Nor would the absence of the word "cross" from local parlance affect only international football games, Parliament or court proceedings. Deletion of the contentious terminology will impact a wide, well, cross-section of the society. San Fernando's Cross Crossing is a major challenge, if the southern city is to not appear facetious.

Nationwide, zebra crossings will now have more elaborate title like "kerb-to-kerb priority pedestrian traffic navigation mechanisms" and the Old Year's Night tradition of standing at the crossroads adjusted to read: "visiting a four-way intersection for superstitious purpose." Of course, every group has at least one member the majority secretly refers to colloquially as a "cross".

BWIA pilots will need to come up with different instructions for flight attendants prior to take-off, since the term "cross-check" will be taboo and, for that matter, disc-jockeys accustomed to using the cross-fade facility for mixing music, might now have to obliterate the offensive indicator adjacent to the gadget.

Newspaper editors also need to increase vigilance, not only in terms of selecting for publication letters by irate citizens or accepting copy from less alert reporters. They must now advise their sub-editors about the degree of risk involved by using "cross-heads" as part of page design. With crossword puzzles outlawed, Sudoku becomes the official and indeed, only brain-teaser for subscribers anxious to test such skills.

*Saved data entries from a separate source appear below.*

PR #189, opened 2016-11-28
[Feature] Identity carry over part 2 / Membership package

thanodnl:
This PR is part 2 for identity carry over.

In this PR we introduce a stricter interface for what a `Membership` is in a `membership` package. The membership defines an 'observable membership' for the application. Only containing members that are an active part of the membership eg. No `faulty`, `leave` or `tombstone` members will be observable.

It introduces what a `Member` is via an interface and makes sure that the `swim.Member` implements it.

Lastly it adds an event that is triggered when changes happen to the membership. This event is different from the swim event that contains changes in that it contains the `Before` and `After` state of a `Member` that can be used by the application to respond to.


membership/events.go
```diff
@@ -0,0 +1,21 @@
...
+	// member is a new member the before state is nil
+	Before Member
+	// After is the state of the member after the change, if the
+	// member left the after state will be nil
+	After Member
+}
+
+// ChangeEvent indicates that the membership has changed. The event will contain
+// a list of changes that will show both the old and the new state of a member.
+// It is not guaranteed that any of the observable state of a member has in fact
```
mennopruijssers: Do we want to filter out un observable changes?

membership/interface.go
```diff
@@ -0,0 +1,14 @@
+package membership
+
+// Member defines a member of the membership that can be used by the rest of the
```
mennopruijssers: What does "used by the rest of the system" mean? Isn't is just a definition of a member in the membership?

membership/interface.go
```diff
@@ -0,0 +1,14 @@
...
+// system
+type Member interface {
+	// GetAddress returns the external address used by the rpc layer to
+	// communicate to the member. It is prefixed with Get for legacy reasons and
+	// can be removed after a refactor of the swim.Member
```
mennopruijssers: Can't we do that before we extract and interface? Otherwise we won't be able to get rid of it without (another) breaking change.

membership/interface.go
```diff
@@ -0,0 +1,14 @@
...
+	GetAddress() string
+
+	// Label reads the label for a givin key from the member. It also returns
```
mennopruijssers: s/givin/given

swim/memberlist.go
```diff
@@ -291,10 +294,12 @@ func (m *memberlist) MakeFaulty(address string, incarnation int64) []Change {
 }
 
 func (m *memberlist) SetLocalStatus(status string) {
+	var before Member
 	m.members.Lock()
+	before = *m.local // make a copy of the before state
 	m.local.Status = status
 	m.members.Unlock()
-	m.postLocalUpdate()
+	m.postLocalUpdate(before)
```
mennopruijssers: As discussed yesterday, It might be easier to refactor the postLocalUpdate to allow a modifier `func` to be passed in. Move the locking there, and let postLocalUpdate keep track of the before and after state.

swim/memberlist.go
```diff
@@ -422,6 +437,27 @@ func (m *memberlist) postLocalUpdate() {
 
 	// kick in our updating mechanism
 	m.node.handleChanges(changes)
+
+	log.Println("calculating membership chage post local update")
```
mennopruijssers: Debugging artifact?

swim/memberlist.go
```diff
@@ -422,6 +437,27 @@ func (m *memberlist) postLocalUpdate() {
...
+	// prepare a membership change event for observable state changes
+	var memberChange membership.MemberChange
+	if before.isReachable() {
+		log.Println("before is reachable")
```
mennopruijssers: artifact?

swim/memberlist.go
```diff
@@ -422,6 +437,27 @@ func (m *memberlist) postLocalUpdate() {
...
+		memberChange.Before = before
+	}
+	if m.local.isReachable() {
+		log.Println("after is reachable")
```
mennopruijssers: artifact?

swim/memberlist.go
```diff
@@ -422,6 +437,27 @@ func (m *memberlist) postLocalUpdate() {
...
+		memberChange.After = *m.local
+	}
+
+	if memberChange.Before != nil || memberChange.After != nil {
+		log.Println("emitting change")
```
mennopruijssers: artifact?

swim/memberlist.go
```diff
@@ -517,13 +555,28 @@ func (m *memberlist) Update(changes []Change) (applied []Change) {
 			} else {
 				// otherwise it can be applied to the memberlist
 
+				// prepare the change and collect if there is an outside
```
mennopruijssers: I can't comment on line 554 but if we want to create memberChange-events for non-observable changes (see question above), we might want to append a `memberChange` about the local member on line 554 as well

swim/memberlist.go
```diff
@@ -517,13 +555,28 @@ func (m *memberlist) Update(changes []Change) (applied []Change) {
...
+				}
+
 				if !has {
 					// if the member was not already present in the list we will
 					// add it and assign it a random position in the list to ensure
 					// guarantees for pinging
 					m.members.byAddress[gossip.Address] = &gossip
 					i := m.getJoinPosition()
 					m.members.list = append(m.members.list[:i], append([]*Member{&gossip}, m.members.list[i:]...)...)
+
```
mennopruijssers: new line?

membership/interface.go
thanodnl: We should but in a separate PR. It is littered throughout the code:

```bash
$ git grep -E "\.Address" | wc -l
165
```

membership/events.go
mennopruijssers: Agreed, makes senses

swim/memberlist.go
mennopruijssers: 👍

swim/memberlist.go
```diff
@@ -294,12 +293,10 @@ func (m *memberlist) MakeFaulty(address string, incarnation int64) []Change {
 }
 
 func (m *memberlist) SetLocalStatus(status string) {
-	var before Member
-	m.members.Lock()
-	before = *m.local // make a copy of the before state
-	m.local.Status = status
-	m.members.Unlock()
-	m.postLocalUpdate(before)
+	m.updateLocalMember(func(member *Member) bool {
```
mennopruijssers: Sweet!

swim/memberlist.go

The local Red Cross, whose parent body is not without experience at offending Muslims, might opt for the Crescent and Star (as done in the Middle East), although that too could invoke anxieties among Trini Christians and Hindus requiring their services but, on the supply side, there would be a lessening of demand for ambulance services if people were not allowed to cross swords in attempting to resolve interpersonal conflict.

For those visiting the clinic on account of other reasons, druggists will undoubtedly develop innovative language to describe fatal toxicity, rather than relying on the skull and crossbones for labeling topical applications that may be hazardous if ingested.

This is, of course, hardly an exhaustive tabulation of usage historically employing the offending word. In fact, I have quoted only the few that, as we say, "just crossed my mind."